Problem to solve: Every line that holds the word "over" needs to be copied from the data below.
[Supplied information Boundary: Start]
PR #6804, opened 2023-08-08
fix(histogram): ensure that the bin width calculation matches numpy

NickCrews:
.histogram has a serious bug, where the bin width is calculated wrong. If you do the same calculation with np.histogram(), you get very different results. I added a fix for this.

But this still doesn't solve another bug:

`ibis.examples.penguins.fetch().bill_depth_mm.histogram(5).name("hist").value_counts().order_by("hist")`

gives 
```
┏━━━━━━━┳━━━━━━━━━━━━┓
┃ hist  ┃ hist_count ┃
┡━━━━━━━╇━━━━━━━━━━━━┩
│ int64 │ int64      │
├───────┼────────────┤
│     0 │         56 │
│     1 │         66 │
│     2 │         99 │
│     3 │         95 │
│     4 │         25 │
│     5 │          1 │
│  NULL │          2 │
└───────┴────────────┘
```

Note how the max value is assigned the bin `5`. That isn't right, the bins should only be labeled 0 to 4.

Seeing as how no one is noticing that this is broken, can we just totally update this API? Can we make it the same as numpy's? eg it returns bin edges, and supports many other nice arguments. Or just delete it or merge it with bucket()?

### DIFF
--- a/ibis/backends/tests/test_numeric.py
+++ b/ibis/backends/tests/test_numeric.py
@@ -1371,8 +1371,10 @@ def test_clip(backend, alltypes, df, ibis_func, pandas_func):
 )
 def test_histogram(con, alltypes):
     n = 10
-    results = con.execute(alltypes.int_col.histogram(n).name("tmp"))
-    assert len(results.value_counts()) == n
+    hist = con.execute(alltypes.int_col.histogram(n).name("hist"))
+    vc = hist.value_counts().sort_index()
+    vc_np, _bin_edges = np.histogram(alltypes.int_col.execute(), bins=n)
+    assert vc.tolist() == vc_np.tolist()
 
 
 @pytest.mark.parametrize("const", ["pi", "e"])
--- a/ibis/expr/types/numeric.py
+++ b/ibis/expr/types/numeric.py
@@ -1032,17 +1032,13 @@ class NumericColumn(Column, NumericValue):
             )
 
         if binwidth is None or base is None:
-            import ibis
-
             if nbins is None:
                 raise ValueError("`nbins` is required if `binwidth` is not provided")
 
-            empty_window = ibis.window()
-
             if base is None:
-                base = self.min().over(empty_window) - eps
+                base = self.min() - eps
 
-            binwidth = (self.max().over(empty_window) - base) / (nbins - 1)
+            binwidth = (self.max() - base) / nbins
 
         return ((self - base) / binwidth).floor()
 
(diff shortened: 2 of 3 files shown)


ibis/backends/tests/test_numeric.py
```diff
@@ -1371,8 +1371,10 @@ def test_clip(backend, alltypes, df, ibis_func, pandas_func):
 )
```
NickCrews, line 1371: unrelated: I think we can remove the @pytest.mark.broken("druid")?

ibis/expr/types/numeric.py
```diff
@@ -1042,7 +1042,7 @@ def histogram(
             if base is None:
                 base = self.min().over(empty_window) - eps
```
NickCrews, line 1043: Why do we need this window here? can't we do a simple min() and max()?

ibis/backends/tests/test_numeric.py
cpcloud: Does it pass for you? We can only remove it if the test failure says `XPASS` in it, meaning it's actually **not** failing.

cpcloud:
@NickCrews Nice find. Thanks for submitting a PR to fix the issue.

Is there something not sufficient about your fix? Your commit message `sorta fix histogram` suggests that there's something else wrong with the implementation. If so, let's see if we can address here and give a slightly more confidence-inspiring commit message 😂

ibis/expr/types/numeric.py
cpcloud: Made these changes. Great suggestion, cleaned up more code than I was expecting!

ibis/backends/tests/test_numeric.py
NickCrews: Something is broken about my local testing environment and I haven't taken the time to fix it so I haven't actually run these. Just trying to rely on CI

NickCrews:
So my one existing commit does fix the bin with issue, so yeah, we probably should edit the commit message to be more confidence. Inspiring.

I named it that because the other bug that I described in the PR still exists. But we could make that be in another PR

cpcloud:
@NickCrews How would you like to proceed here?

NickCrews:
I'm about to be out of office until next Wednesday so I won't be that helpful until then. I would say adjust the commit message and merge this just to get some progress out of the way, and then let's file an issue for the n plus one bug. But at least this PR gets us closer to being fixed.

cpcloud (approved):

PR #6807, opened 2023-08-08
fix(api): fail on trying to construct an iterable of a deferred object

cpcloud:
This PR fixes an issue where non-ibis APIs that depend on implicit
implementations of `__iter__` that use `__getitem__` would never terminate due
to `Deferred` instances implementing an always-succeeding version of
`__getitem__`.

The main downside is that because `Deferred` now implements `__iter__` it
appears to be iterable, so we have to exclude it from `is_iterable` instances
checks explicitly.

### DIFF
--- a/ibis/util.py
+++ b/ibis/util.py
@@ -217,7 +217,15 @@ def is_iterable(o: Any) -> bool:
     >>> is_iterable([])
     True
     """
-    return not isinstance(o, (str, bytes)) and isinstance(o, collections.abc.Iterable)
+    if isinstance(o, (str, bytes)):
+        return False
+
+    try:
+        iter(o)
+    except TypeError:
+        return False
+    else:
+        return True
 
 
 def convert_unit(value, unit, to, floor: bool = True):
--- a/ibis/expr/deferred.py
+++ b/ibis/expr/deferred.py
@@ -1,7 +1,7 @@
 from __future__ import annotations
 
 import operator
-from typing import Any, Callable
+from typing import Any, Callable, NoReturn
 
 _BINARY_OPS: dict[str, Callable[[Any, Any], Any]] = {
     "+": operator.add,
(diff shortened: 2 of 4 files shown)


ibis/util.py
```diff
@@ -217,7 +217,11 @@ def is_iterable(o: Any) -> bool:
     >>> is_iterable([])
     True
     """
-    return not isinstance(o, (str, bytes)) and isinstance(o, collections.abc.Iterable)
+    from ibis.expr.deferred import Deferred
```
kszucs, line 220: Could we check for deferreds before calling `is_iterable()` in the call site instead? I assume it is checked in `bind_expr()`?

cpcloud: It's used in a bunch of places. It's a lot more fragile than to check it in the core method that's powering all the call sites.

cpcloud: What's the issue with having it here? The import?

kszucs: I have two alternative implementation suggestions:
1. investigate the call sites and first check for deferreds
2. have a `NotIterable` ABC defined here, and extend that from `Deferred`, we could also add `NotIterable.register(str|bytes)`

cpcloud: I don't think it indicates a design issue at the call site as much as a limitation of using duck typing to define an interface: you can't rely on method **existence** to accurately determine whether a thing implements a protocol.

cpcloud: In any case, it seems strictly worse to introduce a bunch of call-site checks that are likely to be forgotten.

kszucs: I agree, though we could also follow the `try first` philosophy instead of checking with `is_iterable()`, that way deferred would clearly raise.

kszucs: > In any case, it seems strictly worse to introduce a bunch of call-site checks that are likely to be forgotten.

How about option 2?

cpcloud: Seems fine! Lemme implement it.

kszucs (approved):

PR #6808, opened 2023-08-08
feat(api): add `shape` property for computing the number of rows and columns

cpcloud:
This PR adds a `shape` property.

I'm not convinced this is something we should do, and if there's enough -1s
I'd be happy to close it.

The main downside I can think of is introducing an API that looks like the API
from other libraries (numpy, pandas) that is to be fast in those libraries, but
can be arbitrarily slow in ibis due to the way a backend implements `count` as
well, the query being counted, the deferred nature of ibis and the streaming
nature of many of our backends.

I'm not 100% convinced this is a deal breaker as the convenience may outweigh
this behavior.

After all if someone needs to compute these values, they'll still need to call
`count` on the expression, so why not make that easier to write?


kszucs:
I'm not against exposing a shape information, but I'd prefer doing that lazily since all the expression methods do lazy computation, so I'm mostly against of eagerly computed expression attributes and methods of all kinds.

cpcloud:
The utility of a lazy `shape` is extremely limited IMO.

cpcloud:
Another option is to cache the output of `shape`, which amortizes the cost over repeated calls, perhaps making it viable as an eager API.

kszucs:
I still dislike that the property hides the fact that a computation is being triggered. Something like `expr.compute_shape()` would clearly highlight the action, but in that case I'd prefer having `expr.shape.execute()`.

jcrist:
-1. I agree with @kszucs here - a property that may execute an expensive computation on access feels like a potential footgun to me. One potential failure mode - some tab-completion systems will assume properties are cheap and attempt to execute `.shape` accidentally leading to user's terminal sessions locking up or lagging  (I've run into this with IPython in the past).

There's also a consistency argument here - right now all execution is explicitly marked (excluding interactive repr or `__array__`/`__dataframe__` protocol. Supporting `.shape` here would diverge from that, possibly defying user expectations. We already explicitly don't implement other methods that would require execution (`__len__` for example raises a nice error saying to use `.count()` instead).

> The utility of a lazy `shape` is extremely limited IMO.

I'd also agree with this. My vote would be to just not implement `.shape` at all.

cpcloud:
Alright, closing! Thanks for the review @kszucs @jcrist!

PR #6811, opened 2023-08-08
fix(api): allow `ArrayValue.__iter__` again

cpcloud:
Apparently iterating over array columns was allowed, and used in the BigQuery test suite.


kszucs:
Shall we allow this without knowing the array length? What happens if someone calls 'list(arrayval)'?

cpcloud:
> Shall we allow this without knowing the array length? What happens if someone calls 'list(arrayval)'?

It never terminates, which was the behavior before

cpcloud:
Hm, maybe this is incompatible with our current use of `promote_list` everywhere.

kszucs (approved):

kszucs (approved):

kszucs (approved):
[Supplied information Boundary: End]
Written answer:
-                base = self.min().over(empty_window) - eps
-            binwidth = (self.max().over(empty_window) - base) / (nbins - 1)
                 base = self.min().over(empty_window) - eps
Another option is to cache the output of `shape`, which amortizes the cost over repeated calls, perhaps making it viable as an eager API.
Apparently iterating over array columns was allowed, and used in the BigQuery test suite.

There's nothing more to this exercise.